Johnson State Prison

Johnson State Prison is a Georgia Department of Corrections facility located in Wrightsville, Johnson County. Within the state prison system it has become associated with three overlapping crises: a homicide in 2021 that produced a $4 million wrongful-death settlement and an ongoing murder prosecution; a recurring failure to maintain basic kitchen sanitation that has surfaced in repeated Georgia Department of Public Health inspections; and the broader pattern of classification drift that Georgia Prisoners' Speak (GPS) has documented across the state's medium-security prisons. Kochelle Watson serves as Warden.

The Killing of David Henegar and the $4 Million Settlement

The most consequential case publicly tied to Johnson State Prison is the October 2021 killing of David Lamar Henegar, 44, by his cellmate.
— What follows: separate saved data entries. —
Issue #795, opened 2018-08-20
MongoDB limit() function doesn't seem to be supported when querying from scrapbook files


zachsa:
MongoDB `limit(<n>)` is not supported by API? Writing the following in `Scrapbook-1.mongo`:

This works:
`db.<collectionName>.find({})`

But this does not;
`db.<collectionName>.find({}).limit(10)`

I'm quite new to Mongo so I could be missing something obvious. But looking at this documentation: https://docs.mongodb.com/manual/reference/method/cursor.limit/

It seems to me that the query with `limit(10)` should work. should it work?

PrashanthCorp:
Hi Zach, 
Thanks for using the extension and reaching out to us. 
Unfortunately, we don't support the limit query as of now. 
Would allowing a limit field inside the parameters of `find` work for you?

zachsa:
Thanks for getting back to me. I’m new to Mongo and didn’t realize there was a limit field.

 

It would be helpful if you mentioned the features that aren’t supported in the readme – would have saved me quite a lot of time (and I’m sorry if such is present and I just didn’t see it!).

 

I really like using VS Code as a database IDE by the way. Thank you very much for providing this software and please add me to any mailing lists you have.

PrashanthCorp:
Hi @zachsa , 

All public discussion happens on Github. 

It looks like another symptom of your bug is that method chaining is not supported. Looks like referencing #785 might help us keep track of this.

PrashanthCorp:
Closing via #850

PR #850, opened 2018-10-05
 Set method chaining to flag; use it to execute command in shell

### LINKED ISSUE #785: [Scrapbook]: Chaining method does not work?
Typing cmd like `db.users.find(_criteria_).count()` returns suitable user documents, not their count.

PrashanthCorp:
Fixes #785 , #795


test/mongoGetCommand.test.ts
```diff
@@ -450,12 +450,11 @@ suite("scrapbook parsing Tests", () => {
         assert.deepEqual(err.range.start.character, 26);
     });
 
-    test("Trying to use pretty()", () => {
+    test("Chained command: to use pretty()", () => {
```
StephenWeatherford: Need more tests.  Be creative - try to break your code.  And what about all the testcases in the issues that have been filed?

PrashanthCorp: As a first iteration, I wanted feedback on the code initially (whether my approach is starkly different from what's expected). 

I'll add tests too now. :)

StephenWeatherford: Gotcha.  Saw nothing obviously wrong with the approach, although I'd need to play with it to determine how successful it is.

StephenWeatherford: How good is the error handling experience (both in the editor and trying to run commands)?

test/mongoGetCommand.test.ts
```diff
@@ -749,6 +774,30 @@ suite("scrapbook parsing Tests", () => {
...
+
+    test("Chained command- test user issues: https://github.com/Microsoft/vscode-cosmosdb/issues/795", () => {
+        testParse('db.timesheets.find({}).limit(10);', {
+            collection: "timesheets",
+            name: "limit",
+            args: [{}, 10]
+        });
+    });
+
+    test("Chained command alternative for rs.slaveOk()- test user issues: https://github.com/Microsoft/vscode-cosmosdb/issues/565", () => {
```
StephenWeatherford: How about a case with it spread out on multiple lines?

test/mongoGetCommand.test.ts
StephenWeatherford: Reply?

PrashanthCorp: I tried out the following cases: 
I miss the separating period -> Expected an EOF, rather than the second functionCall
Mid-typing: 
Have dot, not function call -> Expected a functionCall instead of ';'
Haven't entered brackets -> Expected '(', instead of ';'

Across commands: 
If there's no semi-colon, the error occurs at the start of the next command. 
If there's a semicolon, the error position is contained within current command. 

Running: 
It only runs if the command seems legit. There could be errors from the shell.
Eg. `db.people.find().limit()` would execute, but return a shell error . The limit function needs an argument.

StephenWeatherford: So do you think the user experience is acceptable?

PrashanthCorp: The behavior for errors across commands seems compliant with behavior elsewhere. 
Running the command has a fail-safe (the shell). 
Mid-type : The errors make sense to me. 

I think it is acceptable UX wise.

PrashanthCorp:
Ping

According to reporting by the Atlanta Journal-Constitution, Henegar — who had a disability — was beaten to death over approximately five hours by Antone Hinton-Leonard on October 16, 2021. He was found with injuries that included a broken neck and ribs, a fractured nose and breastbone, a torn lung and liver, and brain and scalp hemorrhages. The AJC's coverage of the homicide series later listed his cause of death as manual strangulation and blunt force trauma to the head.
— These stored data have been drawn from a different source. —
PR #879, opened 2018-10-17
Refactored reveal command

Omelianenko:
Moved the reveal command code to the separate file.

### DIFF
--- a/src/extension.ts
+++ b/src/extension.ts
@@ -8,6 +8,7 @@
 import * as copypaste from 'copy-paste';
 import * as vscode from 'vscode';
 import { AzureTreeDataProvider, AzureTreeItem, AzureUserInput, IActionContext, IAzureUserInput, registerCommand, registerEvent, registerUIExtensionVariables, SubscriptionTreeItem } from 'vscode-azureextensionui';
+import { revealTreeItem } from '../src/commands/revealTreeItem';
 import { importDocuments } from './commands/importDocuments';
 import { CosmosEditorManager } from './CosmosEditorManager';
 import { DocDBDocumentNodeEditor } from './docdb/editors/DocDBDocumentNodeEditor';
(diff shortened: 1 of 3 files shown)


Omelianenko:
Should I create "api" folder under "commands" folder and move all the other command code there?

src/extension.ts
```diff
@@ -45,7 +46,9 @@ export function activate(context: vscode.ExtensionContext) {
 	context.subscriptions.push(tree);
 	ext.tree = tree;
 	context.subscriptions.push(vscode.window.registerTreeDataProvider('cosmosDBExplorer', tree));
-	const customView = vscode.window.createTreeView('cosmosDBExplorer', { treeDataProvider: tree });
+
+	const cosmosView = vscode.window.createTreeView('cosmosDBExplorer', { treeDataProvider: tree });
+	ext.cosmosView = cosmosView;
```
EricJizbaMSFT: nit: you can just do:
```
ext.cosmosView = vscode.window.createTreeView('cosmosDBExplorer', { treeDataProvider: tree });
```

src/extensionVariables.ts
```diff
@@ -18,6 +18,7 @@ export namespace ext {
     export let outputChannel: OutputChannel;
     export let reporter: TelemetryReporter | undefined;
     export let tree: AzureTreeDataProvider;
+    export let cosmosView: TreeView<AzureTreeItem<ISubscriptionRoot>>;
```
EricJizbaMSFT: I prefer to just name this `treeView`. This whole repo is Cosmos, so there's no need to have that in the name

src/commands/api/getDatabase.ts
```diff
@@ -0,0 +1,12 @@
+/*---------------------------------------------------------------------------------------------
+ *  Copyright (c) Microsoft Corporation. All rights reserved.
+ *  Licensed under the MIT License. See License.txt in the project root for license information.
+ *--------------------------------------------------------------------------------------------*/
+
+import { DocDBDatabaseTreeItem } from '../../../src/docdb/tree/DocDBDatabaseTreeItem';
```
EricJizbaMSFT: nit: `'../../../src/docdb/tree/DocDBDatabaseTreeItem'` is equivalent to `'../../docdb/tree/DocDBDatabaseTreeItem'`

In other words you can remove '../src' from the middle of the path. Same comment in the getConnectionString file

The AJC reported that a lawsuit subsequently filed by Henegar's family alleged he had been housed with a mentally ill cellmate who had previously attacked him, including a prior choking incident the week before the fatal assault. The complaint further alleged that during the five-hour beating, neighboring prisoners screamed for officers to intervene and that no officer responded. According to the AJC, the lawsuit also alleged that prison officials kept Henegar in custody past his scheduled release date due to an administrative delay, leaving him exposed to the fatal attack.
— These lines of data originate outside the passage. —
PR #880, opened 2018-10-17
Inform user to start emulator on timeout(SQL) or specific error(Mongo)

### LINKED ISSUE #706: [Windows][Mongo] We need a better error message if emulator not started

### LINKED ISSUE #873: [SQL][Emulator] Expanding the tree item when emulator not installed leads to a long delay before error message
The main issue is that the documentClient is unable to hit the given endpoint, waits a full seconds, and retries another 120 times. This amounts to at least 2 minutes, and that is not good. 
This happens _instead_ of a thrown error (even on await), and hence a simple try catch with async await will not work. 

Ideally, this should be fixed along with the other emulator bug.

PrashanthCorp:
Fixes #706 
Fixes #873

### DIFF
--- a/src/docdb/tree/DocDBAccountTreeItemBase.ts
+++ b/src/docdb/tree/DocDBAccountTreeItemBase.ts
@@ -8,6 +8,7 @@ import * as path from 'path';
 import * as vscode from 'vscode';
 import { AzureParentTreeItem, AzureTreeItem, UserCancelledError } from 'vscode-azureextensionui';
 import { deleteCosmosDBAccount } from '../../commands/deleteCosmosDBAccount';
+import { rejectOnTimeout } from '../../utils/timeout';
 import { getDocumentClient } from '../getDocumentClient';
 import { DocDBTreeItemBase } from './DocDBTreeItemBase';
 import { IDocDBTreeRoot } from './IDocDBTreeRoot';
@@ -79,6 +80,11 @@ export abstract class DocDBAccountTreeItemBase extends DocDBTreeItemBase<Databas
         }
 
         throw new UserCancelledError();
+    }
+
+    public async loadMoreChildrenImpl(clearCache: boolean) {
+        let unableToReachEmulatorMessage: string = "Unable to reach emulator. Please ensure it is started and writing to the appropriate port. Then try again.";
+        return await rejectOnTimeout(2000, () => super.loadMoreChildrenImpl(clearCache), unableToReachEmulatorMessage);
     }
 
     private static validateDatabaseName(name: string): string | undefined | null {
--- a/src/docdb/tree/DocDBAccountTreeItemBase.ts
+++ b/src/docdb/tree/DocDBAccountTreeItemBase.ts
@@ -83,8 +83,12 @@ export abstract class DocDBAccountTreeItemBase extends DocDBTreeItemBase<Databas
     }
 
     public async loadMoreChildrenImpl(clearCache: boolean) {
-        let unableToReachEmulatorMessage: string = "Unable to reach emulator. Please ensure it is started and writing to the appropriate port. Then try again.";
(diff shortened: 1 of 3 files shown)


src/docdb/tree/DocDBAccountTreeItemBase.ts
```diff
@@ -81,6 +82,11 @@ export abstract class DocDBAccountTreeItemBase extends DocDBTreeItemBase<Databas
         throw new UserCancelledError();
     }
 
+    public async loadMoreChildrenImpl(clearCache: boolean) {
+        let unableToReachEmulatorMessage: string = "Unable to reach emulator. Please ensure it is started and writing to the appropriate port. Then try again.";
+        return await rejectOnTimeout(2000, () => super.loadMoreChildrenImpl(clearCache), unableToReachEmulatorMessage);
```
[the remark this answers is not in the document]
PrashanthCorp: I should have wrapped this inside an isEmulator flag if possible. 
I'm saying that an account fetching a list of databases shouldn't be more that 2 seconds. I'll admit that I forgot to confine this to emulators (my testing of your graph account didn't show this miscalculation on my part).

src/mongo/tree/MongoAccountTreeItem.ts
```diff
@@ -73,7 +73,14 @@ export class MongoAccountTreeItem extends AzureParentTreeItem<IMongoTreeRoot> {
             return databases
                 .filter((database: IDatabaseInfo) => !(database.name && database.name.toLowerCase() === "admin" && database.empty)) // Filter out the 'admin' database if it's empty
                 .map(database => new MongoDatabaseTreeItem(this, database.name, this.connectionString));
-        } finally {
+        } catch (error) {
+            let message = parseError(error).message;
+            if (this._root.isEmulator && message.includes("ECONNREFUSED")) {
+                error.message = "Unable to reach emulator. Please ensure it is started and writing to the appropriate port. Then try again.";
```
StephenWeatherford: Still not really happy with this approach, although I understand the logic. If you're going to use it, at least add the original message to the end, thanks.

Ideally we'd have a common util to do this properly.

src/utils/timeout.ts
```diff
@@ -24,12 +24,12 @@ export async function valueOnTimeout<T>(timeoutMs: number, timeoutValue: T, acti
 /**
  * Returns the result of awaiting a specified action. Rejects if the action throws or if the time-out occurs.
  */
-export async function rejectOnTimeout<T>(timeoutMs: number, action: () => Promise<T> | T) {
+export async function rejectOnTimeout<T>(timeoutMs: number, action: () => Promise<T> | T, callerTimeOutError?: string) {
```
StephenWeatherford: callerTimeOutMessage

It would actually be useful in the future to allow an Error object, but for now please be more specific about what it is, thanks.

src/mongo/tree/MongoAccountTreeItem.ts
PrashanthCorp: Do you prefer this PR to add a common util of the form: 
```
prefixErrorWithMessage(error, message) ..

appendErrorWithMessage(error, message)...
```

StephenWeatherford: Would love to see that, yeah.  How about nestError(errorish: unknown, mainMessage: string)

src/docdb/tree/DocDBAccountTreeItemBase.ts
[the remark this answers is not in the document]
StephenWeatherford: Okay. :-)  Still, you should restrict the timeout to emulator. Networks can be slow or down, and the current code will say the emulator's at fault no matter what.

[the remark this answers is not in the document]
PrashanthCorp: Fixed this in the subsequent push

Betty Wade and David Jacob Henegar filed suit against three corrections officers and a prison manager employed by the state. The AJC reported the case settled on the eve of a federal trial scheduled to begin March 9, 2026: Georgia agreed to pay $4 million through the Department of Administrative Services, with terms reached at the start of March and finalized by month's end. Hinton-Leonard was separately charged with murder and, per the AJC, was awaiting a criminal trial scheduled to begin later in April 2026. Patricia Glover, Betty Wade, and attorney Rachel Brady were quoted in the AJC's coverage.

A Cluster of Homicides

Henegar's death was not an isolated event at the facility. The Atlanta Journal-Constitution's homicide-tracking coverage of Georgia prisons identifies a cluster of additional homicides at Johnson State Prison spanning roughly four years. Jerry Lee Brown, 61, died on November 12, 2020 from stab wounds to the head and blunt force injury to the face. Michael Page, 53, died on June 29, 2023; the manner was ruled a homicide, but as of the AJC's reporting the cause was not stated and the death certificate had not been received. Donald Prescott Lee, 41, died on November 16, 2023 from blunt force trauma to the head, neck, and torso. Kenneth Adam Robinson, 50, died on August 10, 2024; incident-report data showed a homicide, though the death certificate had not yet been received at the time of the AJC's reporting.

The AJC also reported an escape from Johnson State Prison on April 5, noting that GDC issued no news release acknowledging it — a pattern the outlet has documented at multiple Georgia facilities.

Food Safety: A Repeating Inspection Failure

Johnson State Prison's kitchen has been a recurrent point of failure in routine Georgia Department of Public Health inspections. The trajectory is documented across seven publicly available DPH reports. In June 2023 the facility received a routine score of 75 (Grade C); a July 2023 follow-up brought the score to 91 (Grade A). The improvement did not hold. In December 2023, a routine inspection produced a failing score of 64 (Grade F), and a follow-up nine days later improved only marginally to 67 (Grade F). A March 2024 routine inspection yielded an 86 (Grade B), and a December 2024 inspection an 96 (Grade A) — but the facility again declined in 2025, receiving an 80 (Grade B) in March and an 88 (Grade B) in October.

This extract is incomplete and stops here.